More than 80% of oil and gas exports through the strait go to Asia, threatening severe supply shocks for many countries there. But Iran’s most important customer, China, protected itself before the conflict by increasing its oil stockpile. China imported 15.8% more oil in January and February than in the same period last year, according to customs data the country released on Tuesday.

China’s strategic stockpile contains roughly 1.2 billion barrels, or about 115 days of its seaborne crude imports, according to Kpler, a global ship tracking firm.

The United States and Israel, meanwhile, are dominating Iran’s airspace. It is possible that their attacks pressure Iran to stop its threats on shipping and seek a truce. Trump has predicted that oil prices “will drop rapidly when the destruction of the Iran nuclear threat is over,” and argued that higher energy prices are “a very small price to pay for U.S.A., and World, Safety and Peace.”

Where Iran is attacking shipping.
Where Iran is attacking shipping. Credit: The Nightly/The Nightly

Oil futures on Thursday settled above $100 a barrel for the first time since 2022. That was up from about $70 before the start of the war, and Wright, in a television interview, did not rule out the possibility of $200 oil.

Mining the Strait

Iran’s decision to start mining the strait injects yet another risk. The United States Central Command said Thursday that the number of mine-laying vessels it had attacked was up to 30. But on Thursday, Iran began using smaller boats — of which the Revolutionary Guard has hundreds, if not thousands — for its mining operation, according to a U.S. official briefed on the intelligence.

It could be hugely expensive, and dangerous, for the U.S. Navy to have to conduct what would most likely be a weekslong mine-clearing operation in the Strait of Hormuz, according to military officials. They said that clearing the strait could also put American sailors directly in harm’s way.
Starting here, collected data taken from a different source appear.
Issue #124, opened 2026-08-06
SetClipColor refuses marker-palette names with a bare False — Rose/Fuchsia silently fail while Pink/Tan succeed, and nothing names the valid set


chenyuxiaojin:
## What happened (measured 2026-06-13, Resolve Studio, macOS)

An agent-driven suspect-marking workflow colored timeline clips via `SetClipColor`. Calls with `Rose`, `Fuchsia`, and `Apple` returned `False` — no exception, no color change, nothing else wrong with the items. `Pink`, `Orange`, `Green`, `Yellow`, and `Tan` succeeded **on the same items in the same session**, so the refusal is the name, not item state, lock, or page.

## Why an agent lands on exactly the wrong names

The bundled scripting reference documents `SetClipColor(colorName) --> Bool` with `colorName` as a bare string — no enumerated values anywhere. The same reference *does* export a discoverable color vocabulary: the marker constants, including `resolve.MARKER_ROSE` and `resolve.MARKER_FUCHSIA`. So the only color names an agent can find in the API surface are from the marker palette — and those are precisely the ones `SetClipColor` refuses. A model's prior knowledge of Resolve color names points the same wrong way.

## Scope of the measurement

Five names verified accepted (`Pink`, `Orange`, `Green`, `Yellow`, `Tan`), three verified refused (`Rose`, `Fuchsia`, `Apple`). We did **not** enumerate the full accepted set. Inference, not measured: the accepted set looks like the Edit-page clip-color palette, the refused names come from the marker palette — but the boundary deserves a live enumeration rather than my guess.

## Where v2.80.1 stands (code inspection)

The call sites already treat a `False` honestly — `"SetClipColor returned false"` lands in warnings or an error — but the caller can't tell *invalid name* apart from any other refusal, and no remediation names a single valid value. One batch path records the bool per item and moves on.

## Suggestions (any subset)

- An `api_truth` entry: `SetClipColor` refuses undocumented names with a bare `False`; the marker constants are a decoy vocabulary.
- Enumerate the accepted palette live once, pin it in a constant, and validate (or at least name the measured-valid set in the refusal remediation).
- The same check may apply to `MediaPoolItem.SetClipColor` — same signature, same undocumented value space; we only measured the timeline-item path.

samuelgursky:
[...]

PR #157, opened 2026-08-22
fix(timeline): bulk_set_item_properties cannot set a clip colour on its own

matoberuc-afk:
# fix(timeline): `bulk_set_item_properties` cannot set a clip colour on its own

## The bug

`timeline(action="bulk_set_item_properties")` documents `clip_color` and `enabled`
as per-op keys, and there is code to apply both. That code is unreachable for the
op shape that needs it most.

`src/server.py::_timeline_bulk_set_item_properties` builds the property payload with
`_merge_property_groups(op)`, which merges only `properties`, `transform`, `crop`,
`composite`, `audio` and the duplicate-keyframe keys. `clip_color` and `enabled` are
not `SetProperty` keys, so they never land in that dict. The handler then does:

```python
properties = _merge_property_groups(op)
if not properties:
    results.append({"index": index, "success": False,
                    "error": "op requires properties, transform, crop, composite, "
                             "audio, or direct property keys"})
    continue
```

so a colour-only op returns early and the `if "clip_color" in op:` branch ~25 lines
below never runs. The only way to reach it today is to send a transform you do not
want alongside the colour.

This is not a corner case. Colour triage — paint a selection Apricot / Purple /
Chocolate in one round trip — is the main reason to call a *bulk* property setter,
and those ops carry no transform payload at all.

Two further problems were found in the same function while fixing it:

1. **A colour-only op would have reported success unconditionally.** Per-op success
   was `all(row.get("success") for row in item_result["properties"].values())`, and
   `all([])` is `True`. With no property rows, the op passed no matter what
   `SetClipColor` returned.

2. **The bulk path trusted the bare bool.** It called `item.SetClipColor(...)`
   directly, bypassing `_set_clip_color_checked`, the helper added for
   [#124](https://github.com/samuelgursky/davinci-resolve-mcp/issues/124) that the
   single-item path uses. That helper exists because the bool lies twice: a name
   outside the 16-name Edit-page palette is refused with a bare `False` and no
   reason, and a generator or title item takes the call, returns `True`, and drops
   the colour.

## Repro

```python
timeline(action="bulk_set_item_properties", params={
  "ops": [{"timeline_item_id": "<id>", "clip_color": "Apricot"}]
})
```

Before:

```json
{"success": false, "op_count": 1,
 "results": [{"index": 0, "success": false,
   "error": "op requires properties, transform, crop, composite, audio, or direct property keys"}]}
```

After:

```json
{"success": true, "op_count": 1,
 "results": [{"index": 0, "timeline_item_id": "<id>", "name": "<name>",
              "properties": {}, "clip_color": true, "success": true}]}
```

## The fix

`src/server.py`:

- Accept an op that carries `clip_color` and/or `enabled` with no other payload.
  Only a genuinely empty op is rejected, and the error message now names
  `clip_color` and `enabled` among the accepted keys.
- `dry_run` reports `would_set_clip_color` and `would_set_enabled` alongside the
  existing `would_set`.
- Per-op `success` is computed from every branch that ran, not only from the
  property rows, so `all([])` can no longer pass an op.
- The colour goes through `_set_clip_color_checked(item, colour, kind="timeline item")`.
  On failure the op fails and the diagnosis is attached as
  `results[].clip_color_detail`. On success the value stays the plain `True` that
  existing callers already read, so the response shape is unchanged for anything
  that works today.

Docs: the `timeline` tool description and the `action_help` entry now state that
`clip_color`/`enabled` may be the only key in an op, and the `action_help` example
was changed from a `properties: {"ClipColor": ...}` shape to the real triage shape.
`docs/SKILL.md` matches.

## Tests

Nine tests added to `tests/test_clip_colors.py`
(`BulkSetItemPropertiesClipColorTest`), all failing before the change and passing
after:

| test | what it pins |
| --- | --- |
| `test_clip_color_alone_is_applied` | the reported bug |
| `test_enabled_alone_is_applied` | the same bug on the other unreachable branch |
| `test_a_triage_batch_of_colours_all_land` | Apricot / Purple / Chocolate, the real workflow |
| `test_a_refused_colour_fails_the_op_instead_of_passing_empty` | the `all([])` hole |
| `test_a_colour_that_does_not_persist_is_reported_as_failure` | the generator/title lie from #124 |
| `test_dry_run_reports_the_colour_it_would_set` | dry_run coverage of the new keys |
| `test_properties_and_colour_together_still_work` | the already-reachable path is unchanged |
| `test_a_genuinely_empty_op_is_still_rejected` | the guard is loosened, not removed |

Before the fix: `FAILED (failures=7, errors=2)`.
After: `Ran 18 tests ... OK`.

Full offline suite: 2746 tests, 0 failures, 18 skipped.


samuelgursky:
Landed in [v2.99.1](https://github.com/samuelgursky/davinci-resolve-mcp/releases/tag/v2.99.1) — on npm as `davinci-resolve-mcp@2.99.1`.

Your diagnosis was exactly right, and I verified each of the three claims against the code before touching anything: `_merge_property_groups` really does drop `clip_color`/`enabled`, the `if not properties` guard really does make the branch below unreachable, `all([])` really is `True`, and the bulk path really was bypassing `_set_clip_color_checked` while the single-item path used it.

The point that made this worth prioritising is the one you led with: colour triage is the *reason* to call a bulk setter, and it was the single op shape that could not work. A bug that only affects the primary use case is worse than its line count suggests.

## Verified before merge

Each of your three fixes is load-bearing — I reverted them one at a time and your tests caught all three:

- restore the `if not properties` guard → 8 failures
- restore the `all([])` success vote → 2 failures
- bypass `_set_clip_color_checked` → 1 failure

Live on Studio 19.1.3.7: three colour-only ops in one call, readback `['Apricot', 'Chocolate', 'Purple']` on the real timeline items, and `Cocoa` correctly returning `success: false` rather than passing on the empty vote.

## One thing to fix for next time

**This PR carries 12 commits, and 11 of them are your machine's local state** — `auto-backup: 2026-08-11 21:29:48 (MacBook-Pro)`, a settings snapshot, a workspace file, and two personal working notes (`mattframes-overnight-context-tuneup.md`, `mattframes-palette-consolidation.md`), plus `.claude/settings.json` and a hookify state file. That's 246 of the 438 added lines.

Merging this through GitHub would have committed all of it to the repo. I landed only your fix commit (`061d6746`) by cherry-picking it, so none of that came along — but it's why I closed this rather than pressing Merge, and it's worth sorting out because it will happen again on your next PR.

The usual cause is a branch cut from a working tree that auto-commits. For next time: branch from a clean `origin/main`, put the fix in one commit, and keep the machine-state branch separate. If you'd like those paths ignored repo-side I'm happy to take a `.gitignore` PR for `.claude/settings.json` and friends — that's a genuinely useful contribution on its own.

None of that reflects on the fix, which was well-argued, correctly diagnosed, and came with tests that actually fail without it. Thanks for it.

And the military would need to make difficult choices about sending warships into the strait that are now being used to support the offensive mission against Iran.
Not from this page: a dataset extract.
PR #161, opened 2026-08-26
Report Whisper timeout as a failed batch clip

### LINKED ISSUE #160: Long-form Whisper batch transcription can time out but still report clip/job as succeeded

The Strait of Hormuz has been a flashpoint before, including in 1988 during Iran’s war with Iraq, when Iran planted mines in the strait. The Reagan administration offered protection to Kuwaiti tankers by registering them in the United States, providing the legal justification to protect them with military assets like U.S. Navy warships.

But analysts say that conditions in the current war are different. Ship operators appear more cautious these days, said Rosemary Kelanic, a director at Defense Priorities, a research organization that favors restraint in foreign policy. “I do get the sense that norms have changed just in terms of what companies are willing to do, what they’re willing to risk,” she said.

And others who have studied the attacks on tankers in the Persian Gulf during the 1980s say Iran is far more dangerous now than it was then. “You cannot extrapolate from that war to this war,” said Martin Navias, the co-author of “Tanker Wars: The Assault on Merchant Shipping During the Iran-Iraq Crisis.”

For American foreign policy, one of the biggest casualties of the Strait of Hormuz crisis could be the strength of the alliance with Gulf Arab states like Saudi Arabia and the United Arab Emirates. The geopolitical aftershocks could prompt Gulf countries to seek to rebuild ties with Iran even if it remains adversarial to the United States.

“The big conclusion from some of our Gulf allies, once they’re out of this, is that they need a more permanent arrangement for the Strait of Hormuz,” said Brian Katulis, a senior fellow at the Middle East Institute. The countries would seek to reduce their dependence in the strait on security provided by the United States, he predicted, “a country that has so much military power but sometimes doesn’t have the strategic focus and reliability that they wish.”